Drawing on the emerging experience of the pandemic in the health sector, and considering the implications for potential future fiscal crises, the paper outlines the following six lessons.

  1. Fiscal space is often heavily constrained during periods of national emergency, including in low and low middle-income countries (LMICs). Improving PFM functions to increase the efficiency of health services is one mechanism for expanding fiscal space, but experience shows that many such reforms take a long time to implement and mature. The health sector will not always be the primary recipient of emergency financing, as it was during the COVID-19 pandemic. Finance ministries and Central Budget Offices (CBOs) could consider drawing up rules for emergency financing that have general applicability during crises, benefitting from the lessons of the COVID-19 pandemic.
  2. New spending flexibilities and modalities need to be fully justified and balanced by accountability. Some of the spending modalities used by health authorities to deal with the pandemic may not have been affordable, may have created fiscal risks, and may undermine fiscal sustainability. They should be rigorously assessed by the finance ministry before being approved by the government and adopted by the health authorities. The criteria adopted by the finance ministry to assess the viability of such schemes should be reviewed after the crisis and lessons drawn on their applicability to future crises. The paper sets out a framework for assessing such risks.
  3. Some spending modalities used by the health authorities, notably the large number of special COVID-19 funds, can only be economically and financially justified to the extent that the pandemic persists. Most of these funds should then be wound up based on clearly defined sunset clauses, and any surplus resources returned to the treasury.
  4. Most LMICs need to focus attention on improving the basic features of PFM (especially budget execution) that are fundamental to financing critical spending, including the health sector. Weak capabilities of finance staff working in health ministries as well as the central budget office (CBO) of finance ministries represent another serious constraint. In many LMICs, there are significant gaps in human resources and finance skills, and lack of an effective dialog between the CBO and health services on budget related issues. Some CBOs are unable to exercise an effective “challenge” function when faced with new spending modalities employed by spending ministries such as health.
  5. Some flexibilities (for example, in-year virement of budgetary resources, supplementary budgets, end-year carryover of unspent funds, contingency reserves, single-source procurement) already exist in the budgeting systems – or the laws on national emergencies - of many countries and can be adapted to deal with fiscal crises. These provisions may need to be supplemented by other spending modalities to deal with specific issues (for example, in the case of the COVID-19 pandemic, shortages of medical supplies, slow and inefficient contracting processes). But care should be taken not to overstretch the capacities of the central finance departments of health ministries or expose countries to technical weaknesses and governance vulnerabilities in their financial management systems.
  6. With support from the IFIs and donors, LMICs should focus resources on improving the quality of their institutions and governance arrangements without which spending on health and other core public services will remain vulnerable to risks of corruption and fraud. National audit offices and anti-corruption agencies have an important role to play in that process.

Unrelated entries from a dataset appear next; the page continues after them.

PR #6, opened 2020-05-03
Pilot implementation for Realtime event based API's - ConnectionStateChange

tiholic:
### Realtime events workflow based on Streams handled for both Android and iOS.

>  Using [StreamChannel](https://pub.dev/packages/streams_channel), which is based on [EventChannel](https://api.flutter.dev/flutter/services/EventChannel-class.html)

* StreamsChannel (EventChannel) is setup on both Android and iOS
* `ConnectionStateChange` is fully supported
* Better way to handle codecs using `CodecPair<Type>(encoder, decoder)`
  * Supported only on Dart and Android side.
  * Objective C has separate reader and writer implementations.

#### Known Issues - Applies only for Event Streams:
* Hot-Restart will not dispose of platform side objects
  * This is a concern only for development phase
* In production, the behavior is as below:
  * On minimising the app (background) - instances stay intact (dart side will be perfectly connected to platform side)
  * On killing the app - all instances will be created afresh and linked as expected

>  NOTE: A fix for the above issue is an experimental WIP, and changes related to the same is not available in the repo.


tiholic:
This PR is a continuation for previous PR's. Number of changes will be reduced as pending PR's are merged.

android/src/main/java/io/ably/flutter/plugin/AblyEventStreamHandler.java
```diff
@@ -0,0 +1,107 @@
...
+        }
+
+        @Override
+        public void error(final String s, final String s1, final Object o) {
+            handler.post(() -> eventSink.error(s, s1, o));
+        }
+
+        @Override
+        public void endOfStream() {
+            //TODO work on this if required, or remove this TODO once all features are covered
```
mattheworiordan, line 43: As with other PR, can we ensure TODO tasks carry an issue number if in PR?

android/src/main/java/io/ably/flutter/plugin/AblyEventStreamHandler.java
```diff
@@ -0,0 +1,107 @@
...
+
+import android.os.Handler;
+import android.os.Looper;
+
+import io.ably.lib.realtime.ChannelStateListener;
+import io.ably.lib.realtime.ConnectionStateListener;
+import io.flutter.plugin.common.EventChannel;
+
+
+public class AblyEventStreamHandler implements EventChannel.StreamHandler {
```
mattheworiordan, line 11: Can I ask that we add some high level comments on what AblyEventStreamHandler does, even if just a one-liner for others who review this code in future?

mattheworiordan: I think this applies generally where we have classes that serve a shared function, but don't map to Ably well known types

android/src/main/java/io/ably/flutter/plugin/AblyEventStreamHandler.java
```diff
@@ -0,0 +1,107 @@
...
+            System.out.println("Cannot process null input on cancel");
+            return;
+        }
+        methodCallHandler.<AblyFlutterMessage<String>>ablyDo((AblyFlutterMessage)object, (ablyLibrary, message) -> {
+            String eventName = message.message;
+            switch (eventName) {
+                case "realtime_onConnectionStateChanged":
+                    ablyLibrary.getRealtime(message.handle).connection.off(connectionStateListener);
+                case "realtime_onChannelStateChanged":
+                    // ablyLibrary.getRealtime(handle).connection.off(connectionStateListener);
```
mattheworiordan, line 102: Why is this commented code?

android/src/main/java/io/ably/flutter/plugin/AblyMessageCodec.java
```diff
@@ -110,4 +207,44 @@ private Object readTokenDetails(final ByteBuffer buffer) {
...
+
+    private void writeChannelEvent(ByteArrayOutputStream stream, ChannelEvent e){ writeEnum(stream, _channelEvent, e); }
+    private void writeChannelState(ByteArrayOutputStream stream, ChannelState e){ writeEnum(stream, _channelState, e); }
+    private void writeChannelStateChange(ByteArrayOutputStream stream, ChannelStateListener.ChannelStateChange c){
+        stream.write(_channelStateChange);
+        writeValue(stream, c.current);
+        writeValue(stream, c.previous);
+        writeValue(stream, c.event);
+        writeValue(stream, c.resumed);
+        writeValue(stream, c.reason);
```
mattheworiordan, line 242: As mentioned before in my other PRs, we are now making this problem worse, keeping the ordering of these stream writes and reads in sync.  I really dislike this.

ios/Classes/codec/AblyFlutterReader.h
```diff
@@ -0,0 +1,28 @@
...
+
+NS_ASSUME_NONNULL_END
+
+
+typedef NS_ENUM(UInt8, _Value) {
+    //Ably flutter plugin protocol message
+    _valueAblyMessage = 128,
+    
+    //Other ably objects
+    _valueClientOptions = 129,
```
mattheworiordan, line 17: More craziness...  Sorry. I just cannot warm to this.

android/src/main/java/io/ably/flutter/plugin/AblyEventStreamHandler.java
tiholic: @mattheworiordan it is a WIP, so is commented out.

android/src/main/java/io/ably/flutter/plugin/AblyEventStreamHandler.java
tiholic: Added https://github.com/ably/ably-flutter/issues/9

ios/Classes/codec/AblyFlutterReader.h
tiholic: @mattheworiordan while we can solve the ordering issue by using a map/dict, there is nothing we can do here. Flutter's [implementation to encode and decode default supported types](https://flutter.dev/docs/development/platform-integration/platform-channels?tab=ios-channel-objective-c-tab#codec) also follows [the same approach](https://github.com/flutter/flutter/blob/f139b11009/packages/flutter/lib/src/services/message_codecs.dart#L265), so I would say we should get used to this :)

If you have any inputs/alternate suggestions, we can explore that.

android/src/main/java/io/ably/flutter/plugin/AblyEventStreamHandler.java
```diff
@@ -0,0 +1,107 @@
...
+
+public class AblyEventStreamHandler implements EventChannel.StreamHandler {
+    private final AblyMethodCallHandler methodCallHandler;
+
+    AblyEventStreamHandler(AblyMethodCallHandler methodCallHandler){
+        this.methodCallHandler = methodCallHandler;
+    }
+
+    /**
+     * Refer to the comments on AblyMethodCallHandler.MethodResultWrapper
```
QuintinWillison, line 19: I've just had a look at those comments and couldn't work out why this is required. Is there something missing either there or here or have the comments gone out of sync?

android/src/main/java/io/ably/flutter/plugin/AblyEventStreamHandler.java
```diff
@@ -0,0 +1,107 @@
...
+
+    private class PluginChannelStateListener extends Listener implements ChannelStateListener {
+        PluginChannelStateListener(EventChannel.EventSink eventSink){super(eventSink);}
+        public void onChannelStateChanged(io.ably.lib.realtime.ChannelStateListener.ChannelStateChange stateChange){
+            eventSink.success(stateChange);
+        }
+    }
+
+    @Override
+    public void onListen(Object object, EventChannel.EventSink uiThreadEventSink) {
```
QuintinWillison, line 71: How many times in the lifecycle of the Flutter app and/or plugin does this method get called? If it's only meant to be once then I think it would be helpful to find a way to ensure that you only call `connection.on` once, leaving event routing to the Dart-side. How you ensure that could vary from a simple assert (e.g. has the `connectionStateListener` field already been set to non-`null`?) to restructuring the code to make the intent and/or expectation clearer.

android/src/main/java/io/ably/flutter/plugin/AblyEventStreamHandler.java
QuintinWillison: Perhaps preferable to raise an exception or trigger an assertion failure here so it fails early at runtime.

ios/Classes/AblyFlutterStreamHandler.h
```diff
@@ -0,0 +1,21 @@
...
+@interface AblyFlutterStreamHandler : NSObject<FlutterStreamHandler>
+
++(instancetype)new NS_UNAVAILABLE;
+-(instancetype)init NS_UNAVAILABLE;
+
+-(instancetype)initWithAbly:(AblyFlutterPlugin *const)plugin NS_DESIGNATED_INITIALIZER;
+
+@property(nonatomic, readonly) AblyFlutterPlugin * plugin;
+
+- (FlutterError* _Nullable)onListenWithArguments:(id _Nullable)arguments
```
QuintinWillison, line 16: Really minor thing but in Objective-C there are scenarios, and I think this is one of them, where you can prefix the type with `nullable` which is slightly nicer to read than `_Nullable` ... i.e. `-(nullable FlutterError *)onListenWithArguments:(nullable id)arguments`. Slightly prettier, is all.

Also, cleaner to call the `events` argument name placeholder `eventSink` to match the selector signature. This also makes it a bit clearer that it's a block.

QuintinWillison:
You need to rebase your commits against the target branch as there are conflicts which may be making review harder. Thanks!

tiholic:
@QuintinWillison rebase complete

ios/Classes/codec/AblyFlutterReader.h
QuintinWillison: @tiholic perhaps we could get rid of our custom codec entirely and **always** use a `Map` for objects?

You'll then need a set of serialisers in each language that are capable of encoding and/or decoding the classes/structs that need to go across the native boundary.  Where there are trees of nested structures to be encoded then clearly the encoding serializers also need to nest accordingly to match. Same for the decoding serializers too.

In terms of map keys, those can then be localised to the decoder implementation and can all be of type `String` so that their representations conform exactly to the names in [the spec](https://docs.ably.io/client-lib-development-guide/features/). Essentially, a JSON-like approach - hence a good comparable is the functionality of Apple's [NSJSONSerialization](https://developer.apple.com/documentation/foundation/nsjsonserialization) in terms of how that implementation has been engineered only to understand a focussed subset of the [Foundation](https://developer.apple.com/documentation/foundation?language=objc) data types.

Clearly these encoding and decoding serialisers are no longer coupled to the codec. We leave that in it's Flutter-native form as the 'transport layer'. It does what it does and then we handle our own protocol in our own layer above that.

As a final thought, perhaps worth keeping [YAGNI](https://martinfowler.com/bliki/Yagni.html) in mind so not writing a decoder or encoder for a particular platform if you don't need one. A serializer should be capable of being either a decoder, or encoder, or both, as required.

pubspec.yaml
```diff
@@ -9,17 +9,18 @@ environment:
...
     sdk: flutter
 
   # Specifying a slightly older version minimum for the 'pure' Dart test package
   # because the flutter_test package needs an older version of test_api.
-  test: ^1.14.2
+  test: ^1.9.4
 
   # Stricter Linting
-  pedantic: ^1.9.0
+  pedantic: ^1.0.0
```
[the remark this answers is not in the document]
tiholic: @QuintinWillison downgraded due to incompatibility issues among those 2 dependencies.

example/lib/main.dart
```diff
@@ -29,6 +29,7 @@ class _MyAppState extends State<MyApp> {
   ably.Ably _ablyPlugin;
   ably.Realtime _realtime;
   ably.Rest _rest;
+  ably.ConnectionState _realtimeStatus;
```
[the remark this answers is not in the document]
tiholic: Right, updated in c93bb90952df2a1e78314981c70411793b6a9773

android/src/main/java/io/ably/flutter/plugin/AblyEventStreamHandler.java
tiholic: Added docstring in d59f89a2e4a18ccdcef6443f45d90ac453507501

android/src/main/java/io/ably/flutter/plugin/AblyEventStreamHandler.java
tiholic: @QuintinWillison raising an exception here just kills the app.
`onCancel` method can be called only if a listener is instantiated.

So, onListen is updated to throw runtime exception in d59f89a2e4a18ccdcef6443f45d90ac453507501

example/lib/main.dart
```diff
@@ -147,23 +141,42 @@ class _MyAppState extends State<MyApp> {
 
     ably.Realtime realtime;
     try {
-      realtime = await _ablyPlugin.createRealtime(clientOptions);
+      realtime = await _ablyPlugin.createRealtime(options: clientOptions);
+
+      ///One can listen from multiple listeners on the same event,
```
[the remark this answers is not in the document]
tiholic: Noted.
870dbee7d7106b7529f14de49c63454b8166438f

android/src/main/java/io/ably/flutter/plugin/AblyEventStreamHandler.java
tiholic: @QuintinWillison 

The comment in `AblyMethodCallHandler.MethodResultWrapper` is basically pointing to this issue https://github.com/flutter/flutter/issues/34993#issue-459900986

android/src/main/java/io/ably/flutter/plugin/AblyEventStreamHandler.java
tiholic: This method will be called just once per instance of `AblyEventStreamHandler`, but there will be `n` instances of `AblyEventStreamHandler` for `n` listeners on dart side.

ios/Classes/AblyFlutterStreamHandler.h
tiholic: Handled in 1542ced08593476576c72f0a4262282e34967b10

ios/Classes/codec/AblyFlutterReader.h
tiholic: Created an issue for further discussions on this.
I will explore on your inputs and share my feedback @ https://github.com/ably/ably-flutter/issues/12

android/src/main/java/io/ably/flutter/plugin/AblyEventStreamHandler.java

[1] Richard Allen is a global consultant on Public Finance and Co-Editor of the IMF’s PFM Blog. He wishes to thank Hélène Barroy, a Senior Public Finance Expert at the World Health Organization (WHO), for her invaluable contributions to the OECD paper.

[2] An earlier version of the paper was presented to the 5th Meeting of the WHO’s Montreux Collaborative on the relationship between fiscal space, PFM and health financing which took place from November 15-19, 2021.


Note: The posts on the IMF PFM Blog should not be reported as representing the views of the IMF. The views expressed are those of the authors and do not necessarily represent those of the IMF or IMF policy.